Convexity and Thimm's Trick

TL;DR

This paper establishes convexity and connectedness properties for certain Hamiltonian maps derived via Thimm's trick, extending classical results and providing explicit descriptions in special cases like Gelfand-Zeitlin systems.

Contribution

It offers a new, simple proof of convexity and fibre-connectedness for Thimm's trick maps, generalizing Gelfand-Zeitlin systems and explicitly characterizing their images.

Findings

Convexity and fibre-connectedness are proven for Thimm's trick maps.

Explicit inequalities describe the image in cases from chains of subalgebras.

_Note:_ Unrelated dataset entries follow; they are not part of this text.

PR #270, opened 2017-04-10
Improving AA performance for non MSVC compilers.

wfpokorny:
Web searches turned up evidence the existing code has the best
performance for Microsoft Visual C++, but performance is awful for g++
and clang compared to sampled.assign method.

g++ (5.4.0) +a0.05 +am2 +r5 +w1800 +H1200 complete render
(threads==cores) is 23% slower with iterator method.

clang (3.8.0-2) with AA above is 28% slower using iterator.

### DIFF
--- a/source/backend/render/tracetask.cpp
+++ b/source/backend/render/tracetask.cpp
@@ -8,7 +8,7 @@
 /// @parblock
 ///
 /// Persistence of Vision Ray Tracer ('POV-Ray') version 3.7.
-/// Copyright 1991-2016 Persistence of Vision Raytracer Pty. Ltd.
+/// Copyright 1991-2017 Persistence of Vision Raytracer Pty. Ltd.
 ///
 /// POV-Ray is free software: you can redistribute it and/or modify
 /// it under the terms of the GNU Affero General Public License as
@@ -216,8 +216,7 @@ RGBTColour& TraceTask::SubdivisionBuffer::operator()(size_t x, size_t y)
 
 void TraceTask::SubdivisionBuffer::Clear()
 {
-    for(vector<bool>::iterator i(sampled.begin()); i != sampled.end(); i++)
-        *i = false;
+    sampled.assign(sampled.size(), false);
 }
 
 TraceTask::TraceTask(ViewData *vd, unsigned int tm, DBL js, DBL aat, unsigned int aad, pov_base::GammaCurvePtr& aag, unsigned int ps, bool psc, bool final, bool hr) :


c-lipka:
> g++ (5.4.0) +a0.05 +am2 +r5 +w1800 +H1200 complete render (threads==cores) is 23% slower with iterator method.

What scene would that be?

My assumption would be that the impact of SubdivisionBuffer::Clear() on render performance would diminish for any non-trivial scene, and therefore not warrant maintaining different platform-specific implementations. So I would suggest examining which build environment exhibits the biggest difference in performance between the two implementations, and go for whatever runs fastest there.

_If_ we go for platform-specific implementations, then we shouldn't implement them _in situ_, but rather declare a generic function (e.g. some "FillBoolVector(std::vector<bool>, bool)"), and implement it in the platform-specific section of the source code. That way we could re-use that implementation for any other bool vectors we might be using.

wfpokorny:
My test scene was 4 approximately 20 character text objects with a plain color texture taking up maybe 10% of the pixels. I ran some other scenes, but they were all relatively simple in structure.   

I'm running the shipped bencmark.pov. benchmark.ini now except with +a0.05 +am2 +r5. On my little I3 it's going to take a while to turn both before and after at +wt2 - which I use to avoid volatility in results due cache use, register starving when threads > cores. Media+turb/noise1 taking 70-80% of the time with this scene normally will tend to wash out the AA performance difference I expect.  

That said, I think this non-MSVC effect is so large, it will be there with any scene. Even the scenes I ran at +r3 were always at least 5% slower. Anyway, I'll report back when I have the benchmark results. 

Remember: I don't have a windows machine (MSVC compiler) on which to test any common fix, which is the reason I didn't go for the common approach in the code after finding web results showing the iterator best with the Microsoft compiler.

c-lipka:
My own experiments indicate that the information you have re the MSVC compiler may be outdated; with VS 2015, I see better performance with the `assign` approach than with the naive loop.

Running "Basic Scene 01" from the insert menu with `+w8000 +h6000 +a0.05 +am2 +r5 +wt1`, I get the following performance values on my i7-5820 (pixels per second of CPU time):

- 164624.42 for the naive loop
- 176846.47 for `sampled.assign(sampled.size(), false)`
- 176714.22 for `sampled.clear()` followed by `sampled.resize(...)`
- 184007.19 for `std::fill(sampled.begin(), sampled.end(), false)`

Since we're no longer supporting earlier versions of MSVC, we can therefore safely ditch the naive loop in favour of a faster approach. I'd oppose the `clear`/`resize`-based one because I consider it ugly and potentially problematic, but both your proposal as well as the `fill`-based implementation look fine to me.

According to <http://stackoverflow.com/questions/19562667/how-to-zero-a-vectorbool>, g++ should provide the best performance with the `fill`-based implementation, too, but that information might be outdated as well, and clang may behave still differently.

wfpokorny:
Thanks much Christoph for the MSVC information (the pixels per sec method a useful short cut for performance comparisions!). The short of it is " sampled.assign(sampled.size(), false);" looks like the best choice and I'll push such an update to this pull request in a bit. 

You were right the biggest benefit comes with trivial / less complex scenes, but everything I ran shows some gains in performance. I also scanned the for similar vector<bool>::iterator elsewhere in the code, but turned up nothing. 

Here is a summary of some of what I ran yesterday for the record: 

Using potential.pov from the scenes collection
-------------------------------------------------------------

for(vector<bool>::iterator i(sampled.begin()); i != sampled.end(); i++)
    *i = false;
--- (clang) +a0.05 +am2 +r5 +W1200 +H1200 +wt2 -D
10.71user 0.05system 0:06.33elapsed
10.73user 0.03system 0:06.33elapsed
--- (g++) +a0.05 +am2 +r5 +W1200 +H1200 +wt2 -D
10.14user 0.04system 0:06.05elapsed
10.19user 0.02system 0:06.05elapsed

sampled.assign(sampled.size(), false);
--- (clang) +a0.05 +am2 +r5 +W1200 +H1200 +wt2 -D
8.06user 0.04system 0:05.02elapsed   -24.95%
8.03user 0.05system 0:05.02elapsed
--- (g++) +a0.05 +am2 +r5 +W1200 +H1200 +wt2 -D
7.96user 0.04system 0:04.96elapsed   -22.13%
7.85user 0.04system 0:04.91elapsed

std::fill(sampled.begin(), sampled.end(), false);
--- (clang) +a0.05 +am2 +r5 +W1200 +H1200 +wt2 -D
8.21user 0.02system 0:05.08elapsed   -23.60%
8.17user 0.04system 0:05.06elapsed
--- (g++) +a0.05 +am2 +r5 +W1200 +H1200 +wt2 -D
8.08user 0.04system 0:05.02elapsed   -20.91%
8.00user 0.03system 0:04.96elapsed

Other comparisons
-------------------------------------------------------------

---- g++ (+wt4) benchmark.ini +a0.05 +am2 +r5
iterator       33427.87user 5.08system 2:20:37elapsed
sampled.assign 33348.85user 4.34system 2:19:58elapsed -0.24% (faster)

---- g++ (+wt4,+wt2) balcony scene +a0.05 +am2 +r5
iterator       4807.56user 1.02system 20:20.12elapsed
sampled.assign 4788.52user 1.01system 20:13.29elapsed -0.40% -0.31%(?)

---- g++ (+wt4) text object 80 chars +a0.05 +am2 +r5
iterator       11.63user 0.02system 0:03.89elapsed
sampled.assign 10.67user 0.02system 0:03.68elapsed -8.25%

---- g++ (+wt2) text object 80 chars +a0.05 +am2 +r5
iterator       7.50user 0.04system 0:04.44elapsed
sampled.assign 6.71user 0.02system 0:04.08elapsed -10.53%


Less agressive AA, less benefit (potential.pov)
-------------------------------------------------------------

--- (clang) +a0.1 +am2 +r3 +W1200 +H1200 +wt2 -D
for(vector<bool>::iterator i(sampled.begin()); i != sampled.end(); i++)
    *i = false;

4.51user 0.02system 0:03.23elapsed  
4.50user 0.02system 0:03.23elapsed

--- (clang) +a0.1 +am2 +r3 +W1200 +H1200 +wt2 -D
sampled.assign(sampled.size(), false);

4.23user 0.03system 0:03.08elapsed   -5.99%
4.24user 0.01system 0:03.11elapsed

Fibres are smooth embedded submanifolds when generating a torus action.

Abstract

In this paper we prove a convexity and fibre-connectedness theorem for proper maps constructed by Thimm's trick on a connected Hamiltonian $G$-space $M$ that generate a Hamiltonian torus action on an open dense submanifold. Since these maps only generate a Hamiltonian torus action on an open dense submanifold of $M$, convexity and fibre-connectedness do not follow immediately from Atiyah-Guillemin-Sternberg's convexity theorem, even if $M$ is compact. The core contribution of this paper is to provide a simple argument circumventing this difficulty. In the case where the map is constructed from a chain of subalgebras we prove that the image is given by a list of inequalities that can be computed explicitly. This generalizes the famous example of Gelfand-Zeitlin systems on coadjoint orbits introduced by Guillemin and Sternberg. Moreover, we prove that if such a map generates a completely integrable torus action on an open dense submanifold of $M$, then all its fibres are smooth embedded submanifolds.